### What you are asked to do:
From the records below, set down exactly the lines starting with the line that contains "PR #261, opened 2026-06-01" and going on through the line that contains "FLINK-39234 for other topic creation paths.". Nothing else is wanted.

### Provided material:

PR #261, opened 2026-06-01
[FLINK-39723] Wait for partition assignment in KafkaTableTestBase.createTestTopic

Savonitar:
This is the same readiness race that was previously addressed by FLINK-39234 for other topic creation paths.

...

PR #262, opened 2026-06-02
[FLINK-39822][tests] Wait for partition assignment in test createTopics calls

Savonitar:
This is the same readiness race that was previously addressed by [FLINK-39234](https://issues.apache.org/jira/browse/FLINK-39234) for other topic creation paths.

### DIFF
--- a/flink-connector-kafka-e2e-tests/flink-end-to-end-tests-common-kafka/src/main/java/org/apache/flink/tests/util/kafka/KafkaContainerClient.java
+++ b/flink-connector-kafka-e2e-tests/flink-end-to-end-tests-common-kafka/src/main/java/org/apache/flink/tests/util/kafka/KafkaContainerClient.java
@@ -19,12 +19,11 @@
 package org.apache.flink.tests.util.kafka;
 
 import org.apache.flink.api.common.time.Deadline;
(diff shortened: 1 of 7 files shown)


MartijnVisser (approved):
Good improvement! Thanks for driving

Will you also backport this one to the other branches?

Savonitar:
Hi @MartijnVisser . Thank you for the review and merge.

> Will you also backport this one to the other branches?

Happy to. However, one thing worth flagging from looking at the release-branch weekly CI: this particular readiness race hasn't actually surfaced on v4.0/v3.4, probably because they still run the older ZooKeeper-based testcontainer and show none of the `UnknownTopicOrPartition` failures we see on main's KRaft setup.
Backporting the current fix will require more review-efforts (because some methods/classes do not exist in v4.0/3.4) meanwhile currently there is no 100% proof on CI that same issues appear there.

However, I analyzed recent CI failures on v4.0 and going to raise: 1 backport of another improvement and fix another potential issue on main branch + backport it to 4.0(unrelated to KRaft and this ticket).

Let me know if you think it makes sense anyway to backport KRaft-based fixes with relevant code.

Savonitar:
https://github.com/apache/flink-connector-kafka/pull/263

### Solution to this task:
PR #261, opened 2026-06-01
[FLINK-39723] Wait for partition assignment in KafkaTableTestBase.createTestTopic

Savonitar:
This is the same readiness race that was previously addressed by FLINK-39234 for other topic creation paths.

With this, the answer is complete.